The trade associations responded by dissociating without ifs and buts from the initiative. «We share the frustration and sense of disorientation of so many exhibitors, which can lead to radical gestures. But precisely to support them effectively, as a representative of the largest and most widespread sector in the entire country, we exercise our role and our responsibility. Our role is to defend the category and represent its real interests, enhancing them for their ability to contribute to the good and the future of the country , writes the Italian Federation of Public Shops. "If, following forced openings, a new peak in infections were to be recorded by chance, the entire category would be further damaged also from this point of view. Italians have always shown great attachment and closeness to their public establishments, but it would be difficult to sympathize with acts so distant from shared behavior. The risk is to undertake actions without history and without a future, which penalize everyone . This is echoed by Alfredo Zini, restaurateur and president of the Confcommercio Historical Enterprises Club at “Il Fatto Quotidiano”. «The protest is dividing the category of restaurateurs and this is absolutely not good. Protests must be made respecting the rules. In Milan over 3 thousand will be the public establishments that will raise the shutters and turn on the lights, while at the moment there are no more than twenty who will let customers in, at their own risk ”, he explained. "From the trade associations there is an invitation to maximum responsibility because one can also be heard in silence. The restaurateurs are not greasers and we have always respected all the protocols .

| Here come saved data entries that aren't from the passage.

PR #1589, opened 2025-02-10
turn the getData promise into a singleton

XavierJp:
## Problem 

DataStore is a singleton that fetch and store data. It has a TTL and tries to refresh it every time the TTL has expire.

BUT with current implementation : 
- on first call ever to the datastore, it triggers `getData` an async http call that fetch data, and setup a setTimeout for refresh in TTL millisecondes
- if DataStore get another request, it triggers another time getData and the setTimeout for refresh
- and so on. It can keep triggering requests as long as the first `getData` has not been resolved

This can trigger several simultaneous setTimeout loops, triggered more or less at the same time. It can create burst calls to a remote API and thus get us some sweet 429 😬

## Solution

Let's turn the getData into singleton that every requests await when it is not `null`.


XavierJp:
Not sure about this pattern, memory leaks and so on. Would need some expert eye on this

HAEKADI (approved):

utils/data-store/index.ts
```diff
@@ -0,0 +1,77 @@
...
+import { FetchRessourceException } from '#models/exceptions';
+import { logWarningInSentry } from '#utils/sentry';
+
+/**
+ * Caches a promise response in memory
+ *
+ * When gave a TTR, it will attempt to refresh data every TTR milliseconds.
+ * As long as it as a data in store it will ignore any failed attempt to refresh and still return outdated cached data
+ */
+export class DataStore<T> {
```
MKCG, line 11: Ce n'est pas un singleton : il peut y avoir plusieurs instances de DataStore qui coexistent.

Néanmoins chaque type d'instance (storeName) du DataStore est actuellement instantié une seule fois du fait de leur encapsulation au sein de variables globales communes à l'ensemble des requêtes (superAgentsList, clientIdccMetadata, etc).

MKCG (approved):

utils/data-store/index.ts
XavierJp: Yes en effet. Après par singleton, je faisais plutot référence a l'utilisation de `this.onGoingRefresh` pour dire que la requête de refresh doit forcément être unique

XavierJp: Mais je suis d'accord, le terme est abusif

PR #1651, opened 2025-03-14
fix: end-to-end tests for footer links

### LINKED ISSUE #1639: [BUG] Mettre les tests end2end de 404 de liens externes dans un cron job hebdomadaire
## Sujet du problème

Décrivez votre problème ici.

## Comment le reproduire ?

Étapes à suivre pour faire apparaître le bug :
1. Aller à `…`
2. Cliquer sur `…`
3. Naviguer jusqu’à `…`
4. Constater le bug

## Comportement attendu

Décrivez-nous ce à quoi vous vous attendiez.

## Screenshots

Le cas échéant, ajoutez des captures d'écran pour aider à expliquer votre problème.

rmonnier9:
- Amélioration technique.
- Détails :
  - Remove e2e tests to external links as they fail randomly
  - Add dedicated worflow for external links
 
Closes #1639

### DIFF
--- a/cypress/e2e/fonctionnalites/static-pages.cy.js
+++ b/cypress/e2e/fonctionnalites/static-pages.cy.js
@@ -24,7 +24,6 @@ pages.forEach((page) => {
 
     it('Logo button works', () => {
       cy.visit(page);
-
       cy.get('.fr-header__logo > a').click();
 
       // Should be on a new URL which includes '/commands/actions'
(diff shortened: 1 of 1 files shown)


XavierJp (approved):
Sounds good ! 

A further improvement could be : create dedicated cypress.config files that specify files to include/exclude.

Also would it be ok to test production directly ? Might be a bit flaky if Baleen randomly block cypress though.

cypress/e2e/fonctionnalites/external-links.cy.js
```diff
@@ -0,0 +1,19 @@
...
+      const currentOrigin = window.location.origin;
+
+      // Only test internal links (same origin)
+      // Skip departements/index.html as it only exists in production and staging
+      if (
+        !href.startsWith(currentOrigin) &&
+        href.indexOf('departements/index.html') === -1
+      ) {
+        cy.request(href);
+      }
```
XavierJp, line 16: Not sure about the comment.

rmonnier9: indeed

XavierJp (commented):
It looks like nothing is running èxternal-link` anymore isnt it ?

rmonnier9:
> It looks like nothing is running `external-link` anymore isnt it ?

Yes I removed it because I don't know if we should really test it every week - at the moment it will fail each time.
The problem is the workflow gets blocked by external sites.
Maybe we should only run it locally when we want to test ?

XavierJp:
Than why not delete it entirely ? Looks a lot like dead code to me :)

rmonnier9:
> Then why not delete it entirely ? Looks a lot like dead code to me :)

I removed it :)

PR #1654, opened 2025-03-14
fix: improve failed workflow message

rmonnier9:
- Amélioration technique. 
- Détails :
  - improve failed workflow formatting


XavierJp (approved):
Not sure if this is necessary, as SEO workflow already notifies us on success. Only failure seems needed as if you fail to trigger, SEO workflow might also fail to notify us of failure

PR #1561, opened 2025-01-20
feat: dgfip and inpi bce finance data comparison

rmonnier9:
- Fonctionnalité
- Détails :
  - Comparaison entre INPI/BCE et DGFiP pour les données financières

We help the industry, in our home

From Brescia to Rovigo the prefectures promise sweeping checks and sanctions. On social media you can read statements from chefs and restaurateurs who join the chorus of complaints about closures and missed refreshments, but publicly admit that they do not want to reopen illegally, for compliance with the rules and for fear of repercussions. Administrative and image: if many customers are close to restaurateurs as well as other entrepreneurs in difficulty, many more would not appreciate a gesture that risks endangering public health.
The restaurants are open, for delivery and take-away, and in this phase they can be helped in this way. At our home.

Proudly powered by WordPress

By continuing to use the site, you agree to the use of cookies. Click here to read more information about data collection for ads personalisation

The cookie settings on this website are set to "allow cookies" to give you the best browsing experience possible. If you continue to use this website without changing your cookie settings or you click "Accept" below then you are consenting to this.